FINRA and the SEC recently acted on issues as diverse as the fleecing of 31 NFL players, including Terrell Owens, via high-risk casino securities, a registered representative who managed to conduct a Ponzi scheme under his firm's nose, short sales that were not in compliance, and a China-based firm charged with reporting and disclosure failures.
Casino Deal Costs NFL Players; Broker Barre
Broker Jeffrey Rubin of Lighthouse Point, Fla., has been barred by FINRA from the securities industry for making unsuitable recommendations to his client, an unnamed NFL player, who ended up losing about $3 million. Thirty other NFL players joined in the scheme, believing that the illiquid, high-risk securities sold in connection with a casino that ended up going bankrupt would pay off. They did for Rubin, for a while, but not for anyone else.
Rubin's company, Pro Sports Financial, provided financial-related "concierge" services to professional athletes for an annual fee. Between March 2006 and June 2008, while he was a registered broker at Lincoln Financial Advisors Corp. and Alterna Capital Corp., Rubin, 38, recommended that one of his NFL clients invest a total of $3.5 million, the majority of his liquid net worth, in four high-risk securities. Rubin recommended and facilitated the largest investment, $2 million, in the Alabama casino project without the knowledge or approval of his employer member firm.
Rubin referred other investors to the casino project while employed by Alterna Capital and International Assets Advisory, ]also without the firms' knowledge or approval. From approximately January 2008 through March 2011, 30 additional clients of Rubin's concierge firm, all NFL players, invested approximately $40 million in the casino project. Rubin received a 4% ownership stake and $500,000 from the project promoter for these referrals.
According to Yahoo Sports in a September report, some former and current players who lost money in Rubin's scheme include Owens, Plaxico Burress, Clinton Portis, Fred Taylor, Jevon Kearse, Kyle Orton, Santonio Holmes and Santana Moss.

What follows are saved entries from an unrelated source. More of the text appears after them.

Issue #1587, opened 2018-05-13
Track actions as always visible buttons (permanent view instead of context menu)


lukashajek78:
If I want to do something with the track (video/audio) then it is very non user friendly to right click and find anything in the context menu. For instance audio fade in/out which is the basic feature.

I would be nicer to have **permanent menu (view) with the most popular actions**.
It could be **shown as buttons or anything which is always visible and does not disappear.**
Now it takes up many clicks to select a desired action on each and every track.

In general I don't like context menu with more than 1 level.
Some options have even 3 levels which is very unclear and slow for using.

ferdnyc:
I _tend_ to agree, and concur that it feels like there's a lot more we could be exposing in the interface instead of relegating to menus.

I did just want to point out that **right**-clicking isn't strictly necessary — the same actions menus can be accessed by left-clicking the sort of V-looking thing at the upper left corner of each clip/transition/track. (Not that this **AT ALL** affects the core issue of being able to access functions.)

The way I see it, there are two issues at play:
1. The need to go into the (context)-menus at all, to perform nearly any operation on the timeline. That tends to be just inconvenient and clunky. It'd be preferable to have toolbar buttons for at least _some_ actions, or even to use system menus (instead of context menus) simply for their repeatability and ease of access. (System menu selections could also be more easily bound to keyboard shortcuts, whereas currently there's really no keyboard access to the context menu functions.)
1. The organization of the many of the current action menu items, which can be annoyingly and uncomfortably deep. The Track and Transition menus are fine, they're pretty spare for the most part. But the Clip menu has turned into a messy catch-all of operations.
   1. Fade and Volume have separate submenus for acting on the "Start of Clip", "End of Clip", or "Entire Clip", and then provide basically the same set of "presets" for each.
   1. Animate adds yet _another_ layer below Start/End/Entire, splitting up the possible animation actions into "Center to Edge", "Edge to Center", and "Edge to Edge", then listing the actual animation actions to be applied below those. Ugh. There _has_ to be a better way.
   1. The Time menu is patently insane. I mean, seriously?
      ![screenshot from 2018-05-29 21-47-00](https://user-images.githubusercontent.com/538020/40694330-10939ec2-638a-11e8-8ee7-4442e48a2bb9.png)
[...]

PR #1643, opened 2018-06-03
New experimental Clip menu layout

ferdnyc:
This change starts something I'd alluded to in a comment on #1587: Flattening the sometimes uncomfortably-deep structure of the Clip context/action menu. (Even though I derided such changes as merely a band-aid, at the time — which is still how I feel, for the record, it's just that sometimes applying band-aids is still useful.)

A new preference is added at the bottom of the General section:

screenshot from 2018-06-03 07-06-07

It defaults to disabled (off), and nothing is different about OpenShot. IFF that preference is turned on, an alternate menu structure will be used for certain submenus of the Clip context menu. So far I've tackled the Fade and Time submenus.

The redesigned Fade menu is completely flat, it looks like this:

openshot-newfademenu

The new Time menu moves the Forward and Backward 1X (normal-speed) options to the top level of the submenu, and chops a level out of the Forward and Backward sub-submenus by combining Slow and Fast speeds as Sections of the resulting sub-submenu. (Both Forward and Backward will have the same submenu, the same way Freeze and Freeze & Zoom do currently.)

openshot-newtimemenu

...And I'm realizing, now, that I've mixed Reverse and Backward terminology in the same submenu, which looks really bad. But, that's why it's a work in progress. The original menu is consistent about always using Backward, but I kind of feel like Reverse works better in the context of the flattened menu.

Things I'm not sure about, or would invite input on (specifically, as in general I invite input on all of it):

1. Whether the Section labels really work, especially for the Fade menu. I'd originally just collapsed it all into a single menu divided by separators, no labeled Sections, and I'd rewritten the option text to incorporate what were previously the submenu labels. But then after I decided to use Sections for the Time menu, I went back and created Sections in the Fade menu so that I could revert the actual options to their original strings, mostly to ease the load on translators.
1. The layout of the two Time sub-submenus. I like the _idea_ of slowest-to-fastest progression, but I'm just not sure about it from an ergonomics perspective. It makes the fast-speed options harder to access, which probably isn't a great thing.
   At one point I had the idea that the sub-submenu would open with a center "Normal" option next to the pointer, with all of the slow speeds located upwards and all of the fast speeds located downwards. But that didn't seem to be easily doable in Qt menus (I'm certain it's _possible_, but it would probably involve overriding the default menu placement code, and I'm not sure that's the best idea, especially where menu placement may have to be adjusted to fit the entire menu onscreen.)
   Given that I've rejected that center-aligned menu layout, though, and allowed it to use the default placement, is there a better arrangement/ordering for the two sets of options?
1. Whether any of the other menus could benefit from similar changes. Most of the others have much larger menus lurking at their lower levels, which don't lend themselves to combining/flattening. But, if anyone has suggestions for how others might be rearranged, please don't hold back.

### TODO for merge
* [x] ~Get rid of 'Experimental' swapping~ (We're gonna leave that in temporarily, during testing)
* [x] Sort out Reverse / Backward terminology (pick one)
* [x] Check that as many strings as possible are unchanged from old menus (AKA "be nice to translators")
* [x] (Optional:) Use Unicode '×' for multipliers, rather than letter X? (e.g. "2×" "1/16×")
   (Yes, in a sense this directly conflicts with the previous entry. But it's likely better for the translators if it's _not_ a letter in the English/Latin alphabet.)


ferdnyc:
Sooooo, this one went over like a lead balloon. It got two thumbs-ups, but _zero_ feedback, and as a result I really have no idea what to do with that. Or it.

DylanC:
@ferdnyc - I guess from my perspective I'm happy with the normal menu. I feel having an option for a different menu style is maybe overkill. It will make users sharing instructions on how to access features more difficult as a user will have to state... "Oh that option is in MenuA>>MenuOptionC but if you have the alternative menu enabled it will be MenuD>>MenuOptionA". etc. 

If you are designing a new menu I would prefer it to just replace the default. Then the question becomes, do users want something new here or are they (like myself) happy with the current default. Really some user feedback would be more useful here.

bobcrikey:
Hello everyone, well there is one added feature to this, maybe a highlight characters (background say red) ink white, to see where you as you go up and down with the mouse pointer you will be able to see
wear the cursor is on your in say fast 1/2 1/4 /1/8 , slow etc

cheers
 bob

MisterTeeXD:
That looks very nice

N3WWN:
I'm in favor of the minimized levels in the menus.  I may just be clunky with the mouse, but I often times end up mousing over something else when trying to get to the next level that just opened up and have to reopen the tree from further up the branch again.

N3WWN:
@DylanC wrote:
> If you are designing a new menu I would prefer it to just replace the default

I agree with this, too.  An action to enable/disable it for a dev/test/experimental/power-user build is good, but I feel that a stable release should have a single presentation for the reasons that @DylanC mentioned.

ferdnyc:
@bobcrikey :
> Hello everyone, well there is one added feature to this, maybe a highlight characters (background say red) ink white, to see where you as you go up and down with the mouse pointer you will be able to see
> wear the cursor is on your in say fast 1/2 1/4 /1/8 , slow etc

Thanks bob, though I'm not sure I _entirely_ understand your suggestion. Do you simply mean a mouse highlight for the current selection? That's already present, the pointer will be followed in blue, same as the previous menu highlights you see — the only reason a highlight isn't showing in that screenshot is that I've got the pointer over one of the section labels ("Slow") which isn't a selectable entry. But if I were to move the mouse down you'd see this:

screenshot from 2018-07-25 10-32-33

The blue highlight would follow the pointer up and down the selectable options.

Apologies if I'm misunderstanding you, though.

ferdnyc:
@N3WWN : (Welcome back, BTW!)

ferdnyc:
Oh, and on this question from @DylanC :
> Then the question becomes, do users want something new here?.. or are they (like myself) happy with the current default menu?

I mean, I'll refer you to #1587 which was the inspiration for this, but... generally, no, I don't get the impression that users are happy with the menus. I don't think it's _merely_ a question of **organization**, and I'm not fooling myself that this change fixes everything for all users and makes OpenShot a joy to use. I outlined what I saw as the larger issues in that bug, and this is merely a quick-fix that doesn't do anything to address those larger issues.

As I said up top, I consider this nothing more than a band-aid, but when you're bleeding all over the floor applying a band-aid is still a useful thing. Rethinking how editing is done in OpenShot completely is a major undertaking and won't happen quickly. In the meantime, anything to make the menus _less_ of a chore to access feels like it can't be a  bad thing. (Unless done wrong, which is why I'm still a bit nervous about those Time menus and would be curious how others find them.... but I don't think anyone can completely judge that by looking at a screenshot, it might **look** fine but then prove uncomfortable in actual use.)

N3WWN:
@ferdnyc wrote:
> (Welcome back, BTW!)

Don't welcome me back too soon 😜   

My opportunities to contribute to OpenShot are based on my $dayjob workload.  Lately, that workload has increased a LOT... it's very ebb and flow but not on anything I'd call a schedule.

Since I watch the OpenShot project, I get copied via email on every update and I'm trying to keep up with the emails, deleting those which I'm not involved with or are outside of my wheelhouse and keeping those that I can/should interact with in a backlog to be addresses ASAP.

When things let up a bit, I'll be able to contribute more.

Sorry for jumping in and out so much, but, sadly, it's the nature of this particular beast. 👹

ferdnyc:
@N3WWN :
> Sorry for jumping in and out so much, but, sadly, it's the nature of this particular beast.

No apologies, we're still fortunate to have you some of the time rather than none of the time!

ferdnyc:
> Since I watch the OpenShot project, I get copied via email on every update and I'm trying to keep up with the emails,

Also, you're a very brave soul (either that, or very foolish) — I only get notifications for the issues I've either  participated in or been tagged in, and even _that_ can be overwhelming.

DylanC:
@ferdnyc - Sounds like most people do like the new menu structure. Do you want to get this in without the experimental checkbox piece in Preferences?

ferdnyc:
> Do you want to get this in without the experimental checkbox piece in Preferences?

That, and I need to fix up a couple of other things (see checklist added to OP) . But sure. I'll clean it up and get it ready.

ferdnyc:
I was also hoping to hear from @bobcrikey about his suggestion above, and whether my reply answered it. Bob?

ferdnyc:
@DylanC 
> Sounds like most people do like the new menu structure.

I mean... we _say_ that, but also that's feedback from people who haven't **used** the new menu structure. They've looked at screenshots. Which I still feel can't really give an accurate impression.

So, let me make an alternate proposal: what do you think about getting it in **with** the Experimental switching? So that people who want to can actually _test_ it via the Daily Builds, and compare it to the old menus using the switch. Then, if they **really do** like it, in practice after kicking the tires, before the next release the switch comes out and the redesign is the new, default/only Clip menu? (Or, if they hate it, we either tweak further or go back to the old menus.)

(The rest of my checklist still applies, so either way it's not quite ready for merge yet. But I'll work on that today.)

ferdnyc:
> people who haven't used the new menu structure. They've looked at screenshots. Which I still feel can't really give an accurate impression.

(I'm still _super_ nervous about swapping Forward/Backward and Slow/Fast in the Time menu progression, and even more nervous about flipping the Slow section upside down, is what this comes down to. I'm not at all sure that's a good idea, or that "it's a slowest-to-fastest progression" is sufficient justification for the new ordering. The former will probably just take some getting used to, the latter may be actively bad ergonomically.)

DylanC:
@ferdnyc - Maybe add it with the option in Preferences then. We can gather feedback on what people prefer.

ferdnyc:
I think this is ready to go now. I did change the speed-change menus — experimental only — to use '×' as the multiplier symbol for speed changes, so the Backward menu looks like this now:

screenshot from 2018-07-27 09-33-31

(And I did standardize on Backward everywhere, because that's how the existing translations have it.)

Also, I am discovering that I have **No. Idea.** how OpenShot's `Time` _Parameter_ actually works. I would've expected it to contain a rate factor for the Clip playback, but it looks like it _actually_ contains... frame numbers? And the playback rate (which can only be _directly_ set in the Clip menu?) is then _implied_ by the rate at which the interpolated frame numbers are coming out, compared to the Timeline clock? Also, because the Clip menu's Time controls reset/override the parameter setting for the entire clip, if you want to do speed-ramping tricks or even just change speeds within a given Clip, you have to do it by manually placing Time parameter keyframes with the corresponding frame numbers? ...Huh.

ferdnyc:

Owens is suing Rubin over his losses connected to the casino, and Buffalo Bills wide receiver Roscoe Parrish won a judgment against Rubin last year over an incorporated entity he said he did not authorize, as well as for failure to repay an investment in the casino. Other football players have sued a law firm over the casino, and an investigation is under way into the relationship between Rubin and NFL agent Drew Rosenhaus. The National Football League Players Association is reviewing Rosenhaus' role in facilitating Rubin's interaction with the players; if Rosenhaus is found to have violated NFLPA's agent regulations, he could find himself in trouble as well.
Rep's Ponzi Scheme Gets Lincoln Financial a FINRA Fine
FINRA fined and censured Lincoln Financial for failing to prevent a Ponzi scheme operated by one of its registered representatives. The firm has already paid $5.63 million in restitution to investors, and now will pay an additional $175,000, although it neither admits nor denies the findings of supervisory failure that allowed the representative to set up and run the scheme.
The representative, already subject to an open regulatory body investigation, was accepted by the firm and allowed to operate a branch office. The office of supervisory jurisdiction manager was not informed of the inquiry, and the advertising review department, despite having qualms about proposed advertising for the representative's approved outside business, also never raised the issue with the OSJ. There were other notable conflicts of interest as well.
The representative's outside email was never checked, and other red flags were ignored, which allowed the representative to fraudulently solicit and sell investments in a purported bond fund.